MATERIAL SUPPLIED START

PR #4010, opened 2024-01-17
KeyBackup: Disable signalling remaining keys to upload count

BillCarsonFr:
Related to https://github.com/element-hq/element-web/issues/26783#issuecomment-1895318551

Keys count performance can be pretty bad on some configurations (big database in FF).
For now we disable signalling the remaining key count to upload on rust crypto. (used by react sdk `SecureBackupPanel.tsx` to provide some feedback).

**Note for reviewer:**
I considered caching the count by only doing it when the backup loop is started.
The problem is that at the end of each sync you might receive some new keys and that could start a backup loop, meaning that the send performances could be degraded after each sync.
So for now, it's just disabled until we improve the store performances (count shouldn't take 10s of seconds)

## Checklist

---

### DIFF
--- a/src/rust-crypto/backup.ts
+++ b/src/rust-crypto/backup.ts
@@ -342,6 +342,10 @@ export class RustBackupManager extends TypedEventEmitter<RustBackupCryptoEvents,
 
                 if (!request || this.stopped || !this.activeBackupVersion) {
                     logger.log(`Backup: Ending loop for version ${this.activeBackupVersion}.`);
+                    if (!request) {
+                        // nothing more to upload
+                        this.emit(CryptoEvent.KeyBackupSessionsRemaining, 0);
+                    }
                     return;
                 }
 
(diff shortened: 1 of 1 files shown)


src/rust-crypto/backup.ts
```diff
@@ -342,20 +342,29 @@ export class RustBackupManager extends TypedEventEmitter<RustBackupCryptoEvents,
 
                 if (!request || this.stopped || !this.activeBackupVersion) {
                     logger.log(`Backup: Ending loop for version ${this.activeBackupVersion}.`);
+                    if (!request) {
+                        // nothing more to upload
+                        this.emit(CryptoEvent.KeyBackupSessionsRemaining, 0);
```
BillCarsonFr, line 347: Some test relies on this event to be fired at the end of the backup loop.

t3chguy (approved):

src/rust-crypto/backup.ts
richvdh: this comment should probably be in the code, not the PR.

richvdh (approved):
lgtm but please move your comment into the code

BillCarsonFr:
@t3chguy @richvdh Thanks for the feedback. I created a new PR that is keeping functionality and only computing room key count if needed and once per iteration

MATERIAL SUPPLIED END

TASK GOAL — Print each line of the data exactly as it was written.

FINAL ANSWER —
PR #4010, opened 2024-01-17
KeyBackup: Disable signalling remaining keys to upload count

BillCarsonFr:
Related to https://github.com/element-hq/element-web/issues/26783#issuecomment-1895318551

Keys count performance can be pretty bad on some configurations (big database in FF).
For now we disable signalling the remaining key count to upload on rust crypto. (used by react sdk `SecureBackupPanel.tsx` to provide some feedback).

**Note for reviewer:**
I considered caching the count by only doing it when the backup loop is started.
The problem is that at the end of each sync you might receive some new keys and that could start a backup loop, meaning that the send performances could be degraded after each sync.
So for now, it's just disabled until we improve the store performances (count shouldn't take 10s of seconds)

## Checklist

---

### DIFF
--- a/src/rust-crypto/backup.ts
+++ b/src/rust-crypto/backup.ts
@@ -342,6 +342,10 @@ export class RustBackupManager extends TypedEventEmitter<RustBackupCryptoEvents,
 
                 if (!request || this.stopped || !this.activeBackupVersion) {
                     logger.log(`Backup: Ending loop for version ${this.activeBackupVersion}.`);
+                    if (!request) {
+                        // nothing more to upload
+                        this.emit(CryptoEvent.KeyBackupSessionsRemaining, 0);
+                    }
                     return;
                 }
 
(diff shortened: 1 of 1 files shown)


src/rust-crypto/backup.ts
```diff
@@ -342,20 +342,29 @@ export class RustBackupManager extends TypedEventEmitter<RustBackupCryptoEvents,
 
                 if (!request || this.stopped || !this.activeBackupVersion) {
                     logger.log(`Backup: Ending loop for version ${this.activeBackupVersion}.`);
+                    if (!request) {
+                        // nothing more to upload
+                        this.emit(CryptoEvent.KeyBackupSessionsRemaining, 0);
```
BillCarsonFr, line 347: Some test relies on this event to be fired at the end of the backup loop.

t3chguy (approved):

src/rust-crypto/backup.ts
richvdh: this comment should probably be in the code, not the PR.

richvdh (approved):
lgtm but please move your comment into the code

BillCarsonFr:
@t3chguy @richvdh Thanks for the feedback. I created a new PR that is keeping functionality and only computing room key count if needed and once per iteration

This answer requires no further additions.